Biopterin refers to a number of pterin coenzymes produced and utilised by many species including humans and animals. Biopterins and similar compounds are also found in some bacteria and fungi. Biopterins act as cofactors for aromatic amino acid hydroxylases, which produce a number of neurotransmitters including dopamine, norepinepherine, epinepherine, and serotonin. They are also required for the production of nitric oxide, which is also used in cell-cell signalling, most notably in regulating blood pressure by dilating blood vessels.

Compounds[edit]

Biopterin compounds found within the body include both BH4 and BH2.

Synthesis[edit]

Biopterin synthesis occurs through two principal pathways; the de novo pathway involves three enzymatic steps and proceeds from GTP, while the salvage pathway converts Sepiapterin to biopterin.[1] BH4 is the principal active cofactor, and a recycling pathway converts BH2 to BH4.

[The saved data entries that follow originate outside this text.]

PR #41564, opened 2025-02-26
Tech Debt: Improve memory behaviour of type-specific Flattener and Expander functions

gdavison:
### Description

Currnently, type-specific Flattener and Expander functions call through into `flex.Flatten` or `flex.Expand`, which need to determine source and target types and perform debug logging. These are not needed when the source and target types are known. Logging and type reflection performs on approximately 100 allocations for a total of 6500 to 9000 bytes.

By directly calling Framework `types` functions, allocations are reduced to 0 to 2 allocations of minor size. Execution time is also reduced by approximately 99%.

See commit messages for specific improvements.


ewbankkit (approved):
LGTM :rocket:.

Issue #41234, opened 2025-02-05
[Bug]: aws_sqs_queue, timeout while waiting for state to become


YakDriver:
### Terraform Core Version

1.10.5

### AWS Provider Version

5.85.0

### Affected Resource(s)

* aws_sqs_queue

### Expected Behavior

Resource should wait the time it takes to create

### Actual Behavior

It times out during creation.

### Relevant Error/Panic Output Snippet

```shell
Error: waiting for SQS Queue (https://sqs.us-east-1.amazonaws.com/012345678901/Test-name.fifo) attributes create: timeout while waiting for state to become 'equal' (last state: 'notequal', timeout: 2m0s)
│ 
│   with aws_sqs_queue.queue,
│   on main.tf line 16, in resource "aws_sqs_queue" "queue":
│   16: resource "aws_sqs_queue" "queue" {
```

### Terraform Configuration Files

```terraform
resource "aws_sqs_queue" "queue" {
  # kms_master_key_id is not set so no KMS data key but reuse period is set
  kms_data_key_reuse_period_seconds = "60" # not default (300)
  sqs_managed_sse_enabled           = false # not enabled but reuse period is set
  max_message_size                  = "261244"
  message_retention_seconds         = "60"
  fifo_queue                        = true
  name                              = "Test-name.fifo"
  visibility_timeout_seconds        = "60"
  receive_wait_time_seconds         = "10"
}
```

### Steps to Reproduce

1. Use `us-east-1` where this is most often reported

The link below shows how biopterin is produced in the body. http://home.sandiego.edu/~cloer/loerlab/biopterin_syn.gif

Another link shown below provides another image, but complete with molecular structures. http://www.pnas.org/content/104/38/15081/F3.expansion.html

The final image in the link below shows biopterin rearranged in three different forms. http://ebm.rsmjournals.com/content/228/11/1291/F2.expansion.html

Biopterin disorders[edit]

A number of disorders of biopterin regulation exist.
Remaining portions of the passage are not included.